LONDON.- A striking portrait of the novelist E. M. Forster by his friend, the art historian and painter Roger Fry, set a new world record for the artist at auction when it sold for £325,000 at
Bonhams Modern British and Irish Art sale today (Wednesday 1 July). It had been estimated at £30,000-50,000. The sale made a total of £2,000,000 with 80% sold by lot and 85% sold by value.
This was the first sale held at Bonhams that members of the public were able to attend in person since the Governments relaxation of lockdown regulations. Bidders in the auction room remained socially distanced at all times and participated keenly in the auction.
Fry and Forster were prominent member of the Bloomsbury Group, the early 20th century artists, writers and freethinkers who in Dorothy Parkers memorable phrase, lived in squares, painted in circles, and loved in triangles. The Group scandalised society at the time and has continued to fascinate succeeding generations.

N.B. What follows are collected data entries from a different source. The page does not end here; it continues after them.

PR #136, opened 2025-07-25
Replace hardcoded /64 prefix requirement with SLAAC suitability

### LINKED ISSUE #104: Replace requirement of prefix length /64 by "suitable for IPv6 SLAAC" ?
 
> * Section 5.1.1.  Suitable On-Link Prefixes
> *  Prefix Length value is 64,
> 
> *  'L' flag bit is set and
> 
> *  either the 'A' flag bit or the 'P' flag bit 
> [I-D.ietf-6man-pio-pflag] is set, and
> 
> *  Preferred Lifetime of 30 minutes or more.
> 
> A prefix is not considered a suitable on-link prefix if the 'L' flag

Fry and Forster were neighbours in Surrey and became close friends. Writing in the summer edition of Bonhams Magazine, the biographer Matthew Sturgis said, The portrait painted at a time when Fry, steeped in the Parisian experiments of Post-Impressionists, Fauves and Cubists, was striving to introduce something of their daring simplification and anti-naturalism into his own practice was an upshot of that happy friendship.
The sale also offered a rare self-portrait by Vanessa Bell (1879-1961). With her sister Virginia Woolf, Vanessa was a core Bloomsbury figure and acknowledged as among its finest artists. The portrait sold for £56,000 having been estimated at £20,000-30,000.

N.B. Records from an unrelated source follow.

PR #138, opened 2025-07-25
Add timeout-based prefix selection criteria for DHCPv6-PD multiple prefixes

### LINKED ISSUE #130: Which prefix type to pick if multiple prefixes can be delegated to the SNAC router?
See email https://mailarchive.ietf.org/arch/msg/snac/ciUA2nJGqG0eSa5CCpB7jUHBVjk/

This was also discussed in a SNAC IETF WG meeting, to look up if any useful guidance was given there.

Original email:

One possible situation for SNAC-simple that we haven't discussed yet, is when multiple prefixes are available for DHCPv6-PD by the infrastructure network.
For example, a CE router may be delegating from the ISP's global prefix and at the same time from its own ULA prefix.
So there may be multiple IA_PREFIX options in an IA_PD response.

The draft (5.2.3) currently only considers a single delegated prefix needs to be obtained:

  ... the SNAC router MUST attempt to acquire a prefix using DHCPv6 prefix delegation

In case of multiple, what does the SNAC router do? Pick one, or two, or more?
If there's one global prefix available and one ULA prefix, which one to pick?

  *   GUAs have the advantage of allowing hosts in the stub network to have global connectivity
  *   ULAs would only allow site-local connectivity but are potentially more stable (e.g. not impacted if the ISP decides to change the prefix delegated to the customer)
  *   Picking both has the advantage that each host on the stub network can choose its type of address(es) to configure (some hosts may support only 1 address)

If the stub network technology is in the constrained network category (like 6LoWPAN, Thread mesh) then in practice there's only limited support for advertising multiple IPv6 prefixes, and for using multiple IPv6 addresses by hosts.
In Thread networks for example, advertising an additional prefix available for SLAAC takes up precious space in the network data. And Thread nodes may limit their number of configured ULA/GUA addresses to just 1 or 2.
Also, any change in such prefixes leads to additional mesh data traffic and extra maintenance traffic is generally unwanted. From that viewpoint, advertising a stable prefix or stable subset would be desirable.

Are there any guidelines we could give for the SNAC router about what prefixes to request in this case?

darrendukes:
Addresses issue #130 by adding concrete timeout-based criteria for SNAC router prefix selection when multiple prefixes are available via DHCPv6 Prefix Delegation.

## Changes Made

This PR adds specific guidance for SNAC routers to handle scenarios where multiple prefixes (both GUA and ULA) are available for delegation. The new criteria provide concrete timeout thresholds to determine prefix selection rather than relying on vague preferences.

The intent is to focus discussion on some text to make progress on this topic

Fixes #130

### DIFF
--- a/draft-ietf-snac-simple.xml
+++ b/draft-ietf-snac-simple.xml
@@ -608,18 +608,8 @@
             a SNAC router MUST select prefixes based on the following criteria, evaluated in order:
           </t>
           <ul>
-            <li>Prefix lifetime and stability: A SNAC router MUST compare the valid lifetimes and preferred lifetimes of available prefixes.
-            Prefixes with longer lifetimes (valid lifetime &gt; 24 hours) SHOULD be preferred over those with shorter lifetimes to minimize
-            renumbering events and address configuration churn on the stub network.</li>
-            <li>Prefix type preference: When prefixes have comparable lifetimes (difference &lt; 6 hours), Global Unicast Address (GUA)
-            prefixes SHOULD be preferred over ULA prefixes to enable global connectivity. However, if a ULA prefix has significantly
-            longer lifetime (&gt; 6 hours longer valid lifetime), it MAY be preferred for stability reasons.</li>
-            <li>Single prefix constraint: For constrained stub networks (e.g., 6LoWPAN, Thread mesh networks) that have limited
-            support for multiple prefixes, a SNAC router MUST select only the single best prefix according to the above criteria
-            to minimize network overhead, maintenance traffic, and memory consumption.</li>
-            <li>Multiple prefix support: For stub networks that can efficiently support multiple prefixes, a SNAC router MAY
-            accept and advertise both the best GUA and best ULA prefix (if both meet minimum lifetime requirements of valid lifetime &gt; 2 hours),
-            allowing hosts to choose their preferred address type.</li>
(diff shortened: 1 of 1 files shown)


draft-ietf-snac-simple.xml
```diff
@@ -603,6 +603,29 @@
...
+          <ul>
+            <li>Prefix lifetime and stability: A SNAC router MUST compare the valid lifetimes and preferred lifetimes of available prefixes.
+            Prefixes with longer lifetimes (valid lifetime &gt; 24 hours) SHOULD be preferred over those with shorter lifetimes to minimize
+            renumbering events and address configuration churn on the stub network.</li>
+            <li>Prefix type preference: When prefixes have comparable lifetimes (difference &lt; 6 hours), Global Unicast Address (GUA)
+            prefixes SHOULD be preferred over ULA prefixes to enable global connectivity. However, if a ULA prefix has significantly
+            longer lifetime (&gt; 6 hours longer valid lifetime), it MAY be preferred for stability reasons.</li>
+            <li>Single prefix constraint: For constrained stub networks (e.g., 6LoWPAN, Thread mesh networks) that have limited
+            support for multiple prefixes, a SNAC router MUST select only the single best prefix according to the above criteria
+            to minimize network overhead, maintenance traffic, and memory consumption.</li>
```
darrendukes, line 619: Are there cases where the stub network technology necessitates use of ULA over GUA? If so the text below is wrong.

```suggestion
            <li>Single prefix constraint: For constrained stub networks (e.g., 6LoWPAN, Thread mesh networks) that have limited
            support for multiple prefixes, a SNAC router MUST select only the single best prefix according to the above criteria and 
            to minimize network overhead, maintenance traffic, and memory consumption.</li>
```

EskoDijk: No case that I know of.

There can be managed deployments in which ULA is required for the stub network nodes, but this will be administratively configured and not SNAC-autoconfigured.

Bonhams Director of Modern British and Irish Art Chris Dawson said, We are delighted with the result. Roger Frys portrait of E.M. Forster is an extraordinary and important work and its fitting that it set a new world record for the artist at auction. The high price paid for the painting and for other works by Bloomsbury artists, including Vanessa Bells wonderful self-portrait, reinforces the continuing appeal of this key artistic and literary movement.
Other highlights included:
Sir Winston Churchill, maquette for the monument in Parliament Square by Ivor Roberts-Jones (1916-1996). Sold for £118,810 (£65,000-85,000).
A Steamship and a Schooner Passing the Coast (recto); A Path Through a Wood (verso) by Alfred Wallis (British, 1855-1942). Sold for £100,000 (£50,000-70,000).
Reclining Figure: Pointed Legs by Henry Moore O.M., C.H. (1898-1986). Sold for £93,800 (£50,000-70,000).
Portrait of a Young Man by Christopher Wood (1901-1930). Sold for £87,500 (£25,000-35,000.